1979 Central African coup d'état
| Date | 19–20 September 1979 |
| Location | Bangui, Central African Empire (now Central African Republic) |
| Result | Coup succeeds. Bokassa I is exiled.; The Central African Empire is overthrown.; The Central African Republic is restored.; |

Belligerents
- Central African Empire: Armed Forces rebels France

Commanders and leaders
- Bokassa I: David Dacko Valéry Giscard d'Estaing

= Operation Caban =

1979 French military operation in the Central African Republic

Operation Caban, also known as the 1979 Central African coup d’état, was a bloodless military operation by the French intelligence service SDECE in September 1979 to depose Emperor Bokassa I, reinstate the exiled former president David Dacko, and rename the Central African Empire back to Central African Republic.

==History==

Throughout most of Bokassa's reign as president and emperor, he had maintained good relations with France. This was exemplified by French president Valéry Giscard d'Estaing receiving diamonds from Bokassa in 1973 (which later turned into a political scandal) as well as substantial material support to Bokassa's lavish coronation ceremony in 1977.

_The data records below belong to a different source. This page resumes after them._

PR #5002, opened 2023-05-18
tooltip hidden paragraph overlaying components below

paul-daniel-dempsey:

Tooltip paragraph content/text box overlaps any content below it.
This appears to cause an un-selectable region below, as highlighted in the screenshot in blue.
ie. If you were to click in this region there would be no response, it could also possibly be an email box, GooglePay or ApplePay.

TooltipFocusOverlay

[**Trello Card**](https://trello.com/c/48pUZOtu/1318-tooltip-paragraph-text-box-overlay-repair)

## Solution

`Tooltip.tsx` component 'open' state checked and containig div component css set to display:none if closed.

## Is this an AB test?
- [ ] Yes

However, a combination of factors created a rift between France and the Central African Empire. Firstly, Bokassa was seeking a closer alliance with Libyan leader Muammar Gaddafi. This led to a fear that French interests in the country could be threatened. Alexandre de Marenches, head of the French intelligence service SDECE, later stated that France aimed to "ensure that the Libyans did not establish a position in the center of Africa", a point that was also brought up by Giscard d'Estaing. The Chadian–Libyan War exacerbated the strategic importance of the Central African Empire to France. In this context, Bokassa was perceived as an increasingly unreliable ally, although up to 1979 the French saw appeasement as the best strategy to protect the stability of their position. However, this changed as internal opposition to the Empire mounted.

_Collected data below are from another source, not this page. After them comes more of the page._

PR #5013, opened 2023-05-22
Remove Zuora Account Number from the AcquisitionDataRow

paulbrown1982:
The Zuora Account number is not used in any downstream process of `datalake.fact_acquisition_event`. As the Zuora Subscription ID is already there, there should be no benefit to having the Billing Account number too, so this PR removes it to reduce complexity.

Hopefully just not providing the `zuora_account_number` key in the BigQuery post will still work, as it's always been optional - and so not sent in the JSON payload for non-Zuora acquisitions. 

FYI - I staged a PR to remove the column but it reported that the whole table would be dumped to achieve that, so I'll check in with Data Tech - see: https://github.com/guardian/datatech-tf-modules/pull/164. 

- This PR also paves the way in another PR to add the Zuora Payment ID during checkouts which take payment immediately (e.g. Recurring Contribution and Supporter+; but not Paper or Weekly)

## Screenshots
- My changes were deployed at 11:54 BST, these are the CODE acquisitions since then. I did a S+ at 11:55, Single, then Newspape, then Weekly acquisition at 11:01, then finally the local integration test at the top at 12:17.
Screenshot 2023-05-24 at 12 32 21

## Testing
- [x] Tested in CODE

### DIFF
--- a/support-workers/src/test/scala/com/gu/acquisitions/BigQuerySpec.scala
+++ b/support-workers/src/test/scala/com/gu/acquisitions/BigQuerySpec.scala
@@ -81,7 +81,6 @@ class BigQuerySpec extends AsyncFlatSpec with Matchers with LazyLogging {
       Direct,
       Purchase,
       Some("subscription number"),
-      Some("account number"),
       Some("contributionId"),
       Some("paymentId1234"),
       List(QueryParameter("foo", "bar")),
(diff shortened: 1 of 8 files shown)


support-workers/src/test/scala/com/gu/acquisitions/BigQuerySpec.scala
```diff
@@ -81,7 +81,6 @@ class BigQuerySpec extends AsyncFlatSpec with Matchers with LazyLogging {
       Direct,
       Purchase,
       Some("subscription number"),
-      Some("account number"),
```
paulbrown1982, line 84: This local integration test also worked as expected.

paulbrown1982: See `paymentId12345` in the attached screenshot of CODE acquisitions.

rupertbates (approved):
👍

By January 1979, Emperor Bokassa had become a widely resented autocrat. His fall was precipitated by a decree that all high school students must buy uniforms from a business owned by one of his wives. This led to protests by students in Bangui and rocks thrown at the Emperor's car. In April 1979, Bokassa called in the Central African Armed Forces to put down the agitation and arrest the teenage students. During the following two days, about 100 students were brutally killed in the Ngaragba Prison massacre, which became known as the "Bangui children's massacre". It was even reported that Bokassa personally participated in beatings and torture.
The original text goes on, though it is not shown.